September 4, 2025 | 06:08 am

By Sebastian Simanjuntak
Indonesia has lived through banking failures before. From the collapse of Bank Century in 2008 to the Asian Financial Crisis of 1997–98, the story repeated: blurred governance, weak oversight, and balance sheets too tangled to trace. Each time, confidence evaporated, and the public ended up paying the price.
That is why the Financial Services Authority (OJK) deserves credit. Its mandates that forced CIMB Niaga Syariah and BTN–Bank Victoria Syariah into standalone entities are not bureaucratic exercises. They are firewalls: clarifying mandates, separating risks, and preserving trust before it gets muddled. By forcing units to stand on their own, OJK ensured that accountability could be traced, that failures would be contained rather than spread, and that depositors and investors could see clearly where their money sat. For a country that has seen taxpayers bail out fragile banks, those firewalls matter.
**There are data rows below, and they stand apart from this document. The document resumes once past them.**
PR #136, opened 2021-11-15
Microservice without runtime

joelhoisko:
## Summary

Adds a new dropdown menu and uses it for selecting the Runtime image when creating a new base microservice. If `None` is selected for the Runtime image the microservice won't have a Runtime container created.

The new dropdown menu is styled according to this Figma design:
image

In action:
Peek 2021-11-15 15-20

Related to https://github.com/dolittle/platform-api/pull/61

Also adds `yarn.lock` into the repo.


joelhoisko:
# How to test

1. Reset your local k3d
2. Create a new base microservice, but select `None` in the Runtime image spot
3. Check that the created deployment only has one container in it:
```sh
kubectl -n application-11b6cf47-5d9f-438f-8116-0d9828654657 get deployments.apps -o wide
```

freshteapot (approved):
Works locally :)

PR #137, opened 2021-11-17
Add Grafana, Cortex & Prometheus to local k3d setup

joelhoisko:
## Summary

Adds our monitoring system to the k3d setup with docs.

Also enables cAdvisor metrics and adds kube-state-metrics setup.


freshteapot (approved):
- Followed the docs = success.
- The resources might be a little high, but I don't think we should worry right now.

Fabulous stuff!

PR #141, opened 2021-12-07
Fix to only show the environments microservices in the overview

joelhoisko:
## Summary

Fixes that only the microservices that belong to the environment are showed in the microservices overview screen.


freshteapot (approved):
Makes sense to me.

PR #148, opened 2022-01-19
Make the reset-local-k3d script more secure

joelhoisko:
## Summary

Makes the `reset-local-k3d` script check that the cluster creation actually worked and that it's in the correct context. This is so that we don't have any accidents in the future again when the context switching fails.

### DIFF
--- a/Environment/k3d/reset-local-k3d
+++ b/Environment/k3d/reset-local-k3d
@@ -27,13 +27,22 @@ k3d cluster create dolittle-dev \
 
 CREATE_EXIT_CODE=$?
 if [ $CREATE_EXIT_CODE -ne 0 ]; then
-    echo "Error creating cluster"
+    cat <<_EOF_
+
+Error switching to the k3d context
+You might need to clean up docker
+
+docker network rm k3d-dolittle-dev
+docker rm k3d-dolittle-dev-registry
+_EOF_
+
     exit $CREATE_EXIT_CODE
 fi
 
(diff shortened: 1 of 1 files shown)


Environment/k3d/reset-local-k3d
```diff
@@ -21,6 +25,17 @@ k3d cluster create dolittle-dev \
     --kubeconfig-switch-context \
     -v /tmp/k3dvolume:/tmp/k3dvolume
 
+CREATE_EXIT_CODE=$?
+if [ $CREATE_EXIT_CODE -ne 0 ]; then
+    echo "Error creating cluster"
```
freshteapot, line 30: We will need an exit here :)

Environment/k3d/reset-local-k3d
```diff
@@ -21,6 +25,17 @@ k3d cluster create dolittle-dev \
...
+fi
+
+kubectl config use-context k3d-dolittle-dev
+CONTEXT_EXIT_CODE=$?
+if [ $CONTEXT_EXIT_CODE -ne 0 ]; then
+    echo "Error switching to the k3d context"
```
freshteapot, line 36: We will need an exit here :)

freshteapot (changes requested):
Small fix :).

freshteapot:
@joelhoisko I added a commit, I hope the "bash" works on your machine, wanted to make it easier to get out of the problem, as I put myself in it, and then had to recall what we did yesterday over teams :).

PR #83, opened 2021-06-04
Download config files

freshteapot:
# Aim
- Able to download configmaps linked to the microservice

# Linked
- https://github.com/dolittle-entropy/platform-api/pull/5

# Reference
- https://app.asana.com/0/1200403658239260/1200315293318506/f

PR #150, opened 2022-02-02
Being specific about information from the backend

freshteapot:
## Summary

- Adding typing to the data coming via personalised-info endpoint.
- Able to override the DOLITTLE_CUSTOMER_ID via `make develop-backend`.


freshteapot (commented):
🚢 🇮🇹  works on dev with https://github.com/dolittle/platform-api/pull/83.

PR #151, opened 2022-02-14
Setting it to empty as it is not used on the view screen

freshteapot:
## Summary

Fixing a bug when trying to map ingress details to the microservice, ignoring it for now, as the view is not even using the extra.ingress info.


freshteapot (commented):
Confirmed on https://dev.dolittle.studio/selfservice/
- LMP
- Flokk
- Aksio

Whilst running the new version of the platform-api.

Alongside these reforms, however, a new model has emerged: the platform–bank hybrid. This usually takes shape when a fintech lender or e-commerce platform acquires a small, undercapitalized bank. A fintech lender can mean several things in the Indonesian context. It could be a peer-to-peer platform connecting lenders with small businesses or individuals, a Buy Now, Pay Later (BNPL) service extending instant consumer credit at checkout, or a digital wallet that begins by holding balances and facilitating payments before moving into lending. In each case, the acquisition of a bank provides the platform with a license - and with it, the prestige of being a regulated entity. Suddenly, what was once a pure tech play is able to collect deposits, issue loans, and present itself as part of the financial system.
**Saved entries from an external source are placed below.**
PR #159, opened 2022-03-03
Add new customer view

joelhoisko:
## Summary

Adds new customer view on `/admin/customer/{customerID}`, which can be navigated to by clicking on a customers name in `/admin/customers` page.

image

On this page you can toggle between enabling or disabling all of the customers environments. It currently supports only enabling them all (aka no disabled environments) or disabled them all (having a `*` wildcard entry in the array).

Also upgrades `@fluentui/react` package to `8.57.1`. This is because the frontend docker image had stopped mysteriously building earlier, upgrading the package fixed it.

## Reference
- [Related platform-api PR](https://github.com/dolittle/platform-api/pull/95)
- [Asana](https://app.asana.com/0/1201885260673030/1201894099742054)


freshteapot:
<3 the image @joelhoisko

Source/SelfService/Web/customer/view.tsx
```diff
@@ -0,0 +1,139 @@
...
+    return (
+        <>
+            <h1>Customer {customer.name}</h1>
+            <div className={classes.root}>
+                <h3>Customer Id: {customerId}</h3>
+                <h3>Build overwrite: {String(config.buildOverwrite)}</h3>
+                <h3>Can create applications: {String(config.canCreateApplication)}</h3>
+                <h3>Disabled environments: {config.disabledEnvironments}</h3>
+                <ButtonText
+                    onClick={() => {
```
freshteapot, line 119: I have now learnt I am very inconsitent, as all useEffects are promise with then and catch.
When really, I am all about using async and await.

Source/SelfService/Web/customer/viewAll.tsx
```diff
@@ -57,7 +53,9 @@ export const ViewAll: React.FunctionComponent<Props> = (props) => {
             <ul>
                 {customers.map((customer) => {
                     return <li key={`${customer.id}`}>
-                        <p>{customer.name} ({customer.id})</p>
+                        <a href={`/admin/customer/${customer.id}`}>
```
freshteapot, line 56: This doesn't work, it might do locally.
When running in dev or production it has the suffix "selfservice".

The current way I have this working is via history api.

```ts
const href = `/admin/customer/${customer.id}`;
history.push(href);
```

I am hopeful once we get @pavsaund into the code base, we will either have this cleared up, or someone will help me understand the insanity of react ;).

Source/SelfService/Web/customer/view.tsx
```diff
@@ -0,0 +1,139 @@
...
+    }
+
+    return (
+        <>
+            <h1>Customer {customer.name}</h1>
+            <div className={classes.root}>
+                <h3>Customer Id: {customerId}</h3>
+                <h3>Build overwrite: {String(config.buildOverwrite)}</h3>
+                <h3>Can create applications: {String(config.canCreateApplication)}</h3>
+                <h3>Disabled environments: {config.disabledEnvironments}</h3>
```
freshteapot, line 117: Can we list this, as it is an array of strings.

freshteapot (changes requested):
Nice progress @joelhoisko, I feel bad for the "/selfservice/" ugliness, but it needs to work in dev and production :)

Also the customers screen is really really ugly now. I think we either need to tame the a-tag or look to rely on javascript for basic functionality :(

In practice, the outcome is uneven. Sometimes the bank’s traditional role - cultivating its own deposit base and offering mortgages, SME loans, or corporate services - continues. But in other cases, that mandate is sidelined, and the bank becomes a funding tap for the platform’s ecosystem. Deposits raised under the bank license are funneled back into consumer loans, merchant credit, or even user subsidies. Fragility emerges when the bank fails to build its own independent customer base. If its clients remain simply extensions of the parent platform, then both deposits and loans are concentrated in a single ecosystem. In such cases, even relatively small shocks - a rise in defaults, a liquidity squeeze, or a sudden change in user behavior - could destabilize the entire structure. A conventional bank with a diversified depositor base and multiple lines of business would have more resilience to absorb the same shocks.
Some hybrids use their licenses responsibly, creating real flywheels. A flywheel in banking works much like the heavy wheel it is named after: it takes effort to start, but once in motion each turn reinforces the next. Deposits fuel lending, lending strengthens businesses, repayments flow back as deposits, and over time momentum builds. Indonesia already has a successful case in Bank Rakyat Indonesia (BRI), which runs one of the largest microfinance flywheels in the world. Millions of small savers deposit their money, those funds are lent out to farmers and shopkeepers, and as those borrowers repay and redeposit, the base expands. It was slow to build, but once established, it became unstoppable. Without such a flywheel, deposits do not multiply. They risk draining away, and the bank is reduced to a shell that borrows narratives rather than creating value.
The lessons of the past remain relevant here. The collapse of Bank Century, the wave of failures during the 1998 crisis, and the fraud that brought down Bank Global all showed what happens when firewalls do not exist. Governance blurs, risks are hidden, and the public is left exposed. OJK’s decision to enforce spin-offs is designed to prevent that cycle from repeating. By forcing separation, the incentive to disguise losses is reduced, contagion is limited, and depositors are protected before panic has a chance to spread.
For customers and investors, the signals are not difficult to read. Where a flywheel is present and deposits are recycled into productive lending, capital compounds over time. Where the flywheel is absent, savings risk being redirected into survival rather than growth. Banks with standalone balance sheets, like CIMB Niaga Syariah and BTN–Bank Victoria Syariah, show resilience by design. Hybrids that blur reporting and rely solely on their parent ecosystems offer little more than narrative.
The distinction for platform–bank hybrids is straightforward. The credible structures show it through a flywheel and an independent customer base beyond their parent platform. The questionable ones reveal themselves by the absence of both. For investors and customers alike, that distinction is not academic. It is the line between compounding value and subsidizing survival - between a promising bank and a house of cards.
This article discusses structural models and historical cases, not specific institutions unless explicitly cited. References to “platform–bank hybrids,” “questionable structures,” or “shells” describe generalized patterns of risk, not allegations of misconduct by any particular company.